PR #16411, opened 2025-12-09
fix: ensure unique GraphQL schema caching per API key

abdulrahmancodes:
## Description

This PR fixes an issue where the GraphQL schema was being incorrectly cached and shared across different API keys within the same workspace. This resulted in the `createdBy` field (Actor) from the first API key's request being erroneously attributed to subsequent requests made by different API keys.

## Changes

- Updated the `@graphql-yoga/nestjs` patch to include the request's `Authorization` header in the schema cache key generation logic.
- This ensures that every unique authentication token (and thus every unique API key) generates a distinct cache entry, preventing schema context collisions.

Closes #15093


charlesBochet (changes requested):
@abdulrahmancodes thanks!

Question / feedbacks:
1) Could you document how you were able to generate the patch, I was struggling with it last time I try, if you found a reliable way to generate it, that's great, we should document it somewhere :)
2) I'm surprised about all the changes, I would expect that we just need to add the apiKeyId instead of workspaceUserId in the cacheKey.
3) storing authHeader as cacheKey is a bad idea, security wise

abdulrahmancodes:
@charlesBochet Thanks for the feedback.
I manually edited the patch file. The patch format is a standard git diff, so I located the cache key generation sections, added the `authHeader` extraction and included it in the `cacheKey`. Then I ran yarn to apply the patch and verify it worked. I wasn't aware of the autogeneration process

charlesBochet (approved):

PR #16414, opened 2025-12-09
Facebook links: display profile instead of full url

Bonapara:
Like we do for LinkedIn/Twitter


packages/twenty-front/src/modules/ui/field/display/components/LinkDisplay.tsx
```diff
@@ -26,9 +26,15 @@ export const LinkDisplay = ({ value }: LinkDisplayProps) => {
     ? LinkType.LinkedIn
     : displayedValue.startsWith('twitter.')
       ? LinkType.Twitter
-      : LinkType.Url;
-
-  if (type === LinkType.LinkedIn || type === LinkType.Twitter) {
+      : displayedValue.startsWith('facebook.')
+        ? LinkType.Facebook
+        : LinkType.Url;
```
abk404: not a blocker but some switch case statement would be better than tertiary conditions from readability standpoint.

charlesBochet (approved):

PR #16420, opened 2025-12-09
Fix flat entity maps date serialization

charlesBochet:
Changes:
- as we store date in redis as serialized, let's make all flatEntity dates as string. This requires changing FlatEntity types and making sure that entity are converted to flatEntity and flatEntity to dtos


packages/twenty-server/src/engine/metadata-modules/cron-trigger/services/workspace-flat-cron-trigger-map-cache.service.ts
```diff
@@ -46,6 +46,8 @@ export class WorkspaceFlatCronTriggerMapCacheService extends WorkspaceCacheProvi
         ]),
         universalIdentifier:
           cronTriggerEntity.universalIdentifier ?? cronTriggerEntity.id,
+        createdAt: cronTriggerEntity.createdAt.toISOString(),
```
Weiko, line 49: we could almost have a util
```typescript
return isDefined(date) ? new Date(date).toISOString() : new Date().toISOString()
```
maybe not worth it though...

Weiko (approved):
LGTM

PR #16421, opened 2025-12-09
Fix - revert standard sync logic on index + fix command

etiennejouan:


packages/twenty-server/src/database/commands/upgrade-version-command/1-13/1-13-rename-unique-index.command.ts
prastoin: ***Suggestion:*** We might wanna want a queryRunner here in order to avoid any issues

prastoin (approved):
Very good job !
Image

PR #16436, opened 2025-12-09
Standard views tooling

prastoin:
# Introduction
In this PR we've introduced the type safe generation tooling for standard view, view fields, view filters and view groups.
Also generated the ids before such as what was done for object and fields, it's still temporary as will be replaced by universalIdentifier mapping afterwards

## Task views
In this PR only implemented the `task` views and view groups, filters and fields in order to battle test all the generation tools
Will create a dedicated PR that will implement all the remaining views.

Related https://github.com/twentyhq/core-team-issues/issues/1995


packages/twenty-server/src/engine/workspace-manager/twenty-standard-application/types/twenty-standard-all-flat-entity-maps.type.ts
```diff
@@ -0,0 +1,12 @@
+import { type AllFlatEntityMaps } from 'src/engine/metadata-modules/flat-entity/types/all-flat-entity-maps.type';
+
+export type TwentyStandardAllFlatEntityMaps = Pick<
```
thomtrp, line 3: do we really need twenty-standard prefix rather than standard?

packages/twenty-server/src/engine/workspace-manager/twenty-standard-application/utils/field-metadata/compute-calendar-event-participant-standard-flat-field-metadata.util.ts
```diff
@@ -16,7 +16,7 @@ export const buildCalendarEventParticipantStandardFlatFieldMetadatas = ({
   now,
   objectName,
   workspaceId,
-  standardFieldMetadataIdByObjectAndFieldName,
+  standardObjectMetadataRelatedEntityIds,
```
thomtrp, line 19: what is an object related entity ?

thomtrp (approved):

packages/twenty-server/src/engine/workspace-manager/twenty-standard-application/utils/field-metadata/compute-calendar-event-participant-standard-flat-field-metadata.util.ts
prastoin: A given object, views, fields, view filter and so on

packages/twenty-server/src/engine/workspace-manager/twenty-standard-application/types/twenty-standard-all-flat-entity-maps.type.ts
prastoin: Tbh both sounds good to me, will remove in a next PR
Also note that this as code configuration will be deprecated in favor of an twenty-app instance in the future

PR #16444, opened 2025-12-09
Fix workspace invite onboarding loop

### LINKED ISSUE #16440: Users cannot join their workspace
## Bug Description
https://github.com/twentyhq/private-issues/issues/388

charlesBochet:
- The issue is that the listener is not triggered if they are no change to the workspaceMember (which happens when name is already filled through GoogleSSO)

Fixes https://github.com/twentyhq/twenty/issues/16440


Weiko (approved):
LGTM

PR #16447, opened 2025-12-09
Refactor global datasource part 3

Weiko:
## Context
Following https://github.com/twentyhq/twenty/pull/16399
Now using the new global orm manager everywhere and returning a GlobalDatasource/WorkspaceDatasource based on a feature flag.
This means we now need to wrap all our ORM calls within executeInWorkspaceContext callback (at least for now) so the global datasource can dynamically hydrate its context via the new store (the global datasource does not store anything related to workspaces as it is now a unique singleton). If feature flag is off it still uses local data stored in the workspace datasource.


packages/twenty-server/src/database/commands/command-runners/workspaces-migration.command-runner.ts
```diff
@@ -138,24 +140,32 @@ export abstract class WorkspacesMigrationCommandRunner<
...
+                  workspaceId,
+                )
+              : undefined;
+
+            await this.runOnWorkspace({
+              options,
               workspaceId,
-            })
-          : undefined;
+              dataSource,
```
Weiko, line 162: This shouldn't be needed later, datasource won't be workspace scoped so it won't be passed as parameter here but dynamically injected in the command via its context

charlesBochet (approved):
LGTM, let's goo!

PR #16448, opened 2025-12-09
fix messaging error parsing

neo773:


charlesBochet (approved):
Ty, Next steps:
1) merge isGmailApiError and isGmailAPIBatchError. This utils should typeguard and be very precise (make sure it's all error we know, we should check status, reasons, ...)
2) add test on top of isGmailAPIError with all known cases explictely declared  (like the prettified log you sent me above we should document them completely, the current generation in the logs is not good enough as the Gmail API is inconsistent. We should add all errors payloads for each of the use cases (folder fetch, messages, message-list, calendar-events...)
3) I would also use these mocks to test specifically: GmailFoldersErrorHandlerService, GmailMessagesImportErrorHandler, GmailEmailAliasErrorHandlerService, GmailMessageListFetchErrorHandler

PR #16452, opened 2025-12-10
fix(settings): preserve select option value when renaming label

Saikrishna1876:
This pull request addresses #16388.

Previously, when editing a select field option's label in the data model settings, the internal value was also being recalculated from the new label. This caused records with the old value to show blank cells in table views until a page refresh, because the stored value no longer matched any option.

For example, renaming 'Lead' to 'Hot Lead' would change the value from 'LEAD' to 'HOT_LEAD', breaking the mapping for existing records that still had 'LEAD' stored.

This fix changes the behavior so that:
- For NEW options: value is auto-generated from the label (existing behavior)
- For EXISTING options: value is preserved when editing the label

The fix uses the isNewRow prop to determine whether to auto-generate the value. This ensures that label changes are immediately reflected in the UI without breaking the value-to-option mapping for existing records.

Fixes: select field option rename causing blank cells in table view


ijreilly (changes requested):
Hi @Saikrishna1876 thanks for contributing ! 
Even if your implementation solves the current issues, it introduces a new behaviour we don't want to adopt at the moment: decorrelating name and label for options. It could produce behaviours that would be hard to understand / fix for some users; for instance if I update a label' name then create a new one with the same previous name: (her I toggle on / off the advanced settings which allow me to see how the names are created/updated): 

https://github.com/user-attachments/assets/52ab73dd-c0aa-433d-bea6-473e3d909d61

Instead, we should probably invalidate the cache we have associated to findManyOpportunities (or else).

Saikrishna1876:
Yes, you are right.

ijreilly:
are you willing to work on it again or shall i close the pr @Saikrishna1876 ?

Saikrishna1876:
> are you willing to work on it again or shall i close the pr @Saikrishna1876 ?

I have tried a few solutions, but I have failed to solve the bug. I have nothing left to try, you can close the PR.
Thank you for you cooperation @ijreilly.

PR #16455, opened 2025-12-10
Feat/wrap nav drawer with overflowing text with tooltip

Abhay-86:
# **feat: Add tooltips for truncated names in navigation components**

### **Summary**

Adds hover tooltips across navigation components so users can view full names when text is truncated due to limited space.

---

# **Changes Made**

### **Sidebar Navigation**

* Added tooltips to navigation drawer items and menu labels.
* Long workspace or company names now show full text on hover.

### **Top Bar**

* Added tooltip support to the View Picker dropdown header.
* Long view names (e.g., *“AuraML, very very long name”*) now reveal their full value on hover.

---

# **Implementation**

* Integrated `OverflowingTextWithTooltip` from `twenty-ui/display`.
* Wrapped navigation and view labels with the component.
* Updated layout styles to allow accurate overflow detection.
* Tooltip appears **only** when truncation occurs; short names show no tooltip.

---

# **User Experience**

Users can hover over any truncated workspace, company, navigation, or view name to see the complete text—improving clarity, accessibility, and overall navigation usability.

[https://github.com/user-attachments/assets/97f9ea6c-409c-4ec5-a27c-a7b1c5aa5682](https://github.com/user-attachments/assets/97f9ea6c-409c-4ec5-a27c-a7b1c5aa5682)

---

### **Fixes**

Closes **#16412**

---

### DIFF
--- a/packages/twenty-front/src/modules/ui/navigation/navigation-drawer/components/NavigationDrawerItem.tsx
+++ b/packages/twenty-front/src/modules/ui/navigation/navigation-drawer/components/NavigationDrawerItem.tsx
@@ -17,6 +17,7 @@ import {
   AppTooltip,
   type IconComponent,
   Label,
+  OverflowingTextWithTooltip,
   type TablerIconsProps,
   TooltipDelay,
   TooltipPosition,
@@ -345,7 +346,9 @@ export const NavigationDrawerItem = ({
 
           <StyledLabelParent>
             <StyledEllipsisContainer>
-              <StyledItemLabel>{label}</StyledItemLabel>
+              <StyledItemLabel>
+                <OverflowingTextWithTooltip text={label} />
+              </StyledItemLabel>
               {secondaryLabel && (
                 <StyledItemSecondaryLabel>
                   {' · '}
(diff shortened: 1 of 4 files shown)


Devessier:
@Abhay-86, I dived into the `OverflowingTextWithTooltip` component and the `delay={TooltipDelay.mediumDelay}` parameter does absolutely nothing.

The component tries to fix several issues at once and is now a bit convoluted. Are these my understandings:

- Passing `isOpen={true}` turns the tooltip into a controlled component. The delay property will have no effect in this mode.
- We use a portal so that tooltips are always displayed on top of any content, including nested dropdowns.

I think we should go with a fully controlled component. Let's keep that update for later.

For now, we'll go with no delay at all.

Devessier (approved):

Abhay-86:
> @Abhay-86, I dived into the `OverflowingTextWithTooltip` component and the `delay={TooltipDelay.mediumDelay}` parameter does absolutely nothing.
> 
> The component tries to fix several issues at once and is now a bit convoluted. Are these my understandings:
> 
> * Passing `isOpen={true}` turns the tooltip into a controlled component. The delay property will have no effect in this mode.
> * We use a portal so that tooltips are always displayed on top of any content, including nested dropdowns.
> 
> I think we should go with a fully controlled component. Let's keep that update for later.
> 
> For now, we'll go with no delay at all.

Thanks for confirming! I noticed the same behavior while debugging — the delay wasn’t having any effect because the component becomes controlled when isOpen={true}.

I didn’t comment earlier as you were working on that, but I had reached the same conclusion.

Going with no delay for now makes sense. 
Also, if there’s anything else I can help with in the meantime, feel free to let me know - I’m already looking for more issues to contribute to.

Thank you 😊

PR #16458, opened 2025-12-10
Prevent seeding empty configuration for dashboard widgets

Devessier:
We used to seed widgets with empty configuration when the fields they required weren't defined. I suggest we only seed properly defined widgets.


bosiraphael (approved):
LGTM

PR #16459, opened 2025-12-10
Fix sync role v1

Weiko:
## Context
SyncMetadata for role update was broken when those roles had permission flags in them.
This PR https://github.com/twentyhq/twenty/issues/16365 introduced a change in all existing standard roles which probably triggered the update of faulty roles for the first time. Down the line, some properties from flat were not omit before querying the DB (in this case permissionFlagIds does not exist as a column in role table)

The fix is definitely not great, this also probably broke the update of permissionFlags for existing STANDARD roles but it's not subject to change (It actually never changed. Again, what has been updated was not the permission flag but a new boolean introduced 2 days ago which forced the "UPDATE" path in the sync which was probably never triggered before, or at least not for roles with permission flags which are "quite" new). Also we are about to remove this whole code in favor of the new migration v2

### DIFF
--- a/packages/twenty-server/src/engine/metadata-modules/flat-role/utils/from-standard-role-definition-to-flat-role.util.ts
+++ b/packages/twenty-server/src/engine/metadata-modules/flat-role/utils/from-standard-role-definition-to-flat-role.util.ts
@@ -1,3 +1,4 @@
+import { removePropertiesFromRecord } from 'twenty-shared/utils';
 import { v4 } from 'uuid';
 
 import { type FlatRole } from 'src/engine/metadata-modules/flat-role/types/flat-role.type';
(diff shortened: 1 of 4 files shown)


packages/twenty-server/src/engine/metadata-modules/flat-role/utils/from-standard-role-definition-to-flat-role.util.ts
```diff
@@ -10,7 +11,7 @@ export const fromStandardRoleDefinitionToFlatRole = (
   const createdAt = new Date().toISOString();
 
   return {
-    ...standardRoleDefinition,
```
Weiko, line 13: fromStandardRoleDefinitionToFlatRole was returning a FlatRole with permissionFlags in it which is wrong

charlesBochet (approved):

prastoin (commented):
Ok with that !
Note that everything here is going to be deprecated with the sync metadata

-------------------------

__TASK TO COMPLETE__
Your task is to restate, word for word, only those lines above that fall between the line holding "### **Summary**" and the line holding "Picker dropdown header.", inclusive.

__EXERCISE RESULT__
### **Summary**

Adds hover tooltips across navigation components so users can view full names when text is truncated due to limited space.

---

# **Changes Made**

### **Sidebar Navigation**

* Added tooltips to navigation drawer items and menu labels.
* Long workspace or company names now show full text on hover.

### **Top Bar**

* Added tooltip support to the View Picker dropdown header.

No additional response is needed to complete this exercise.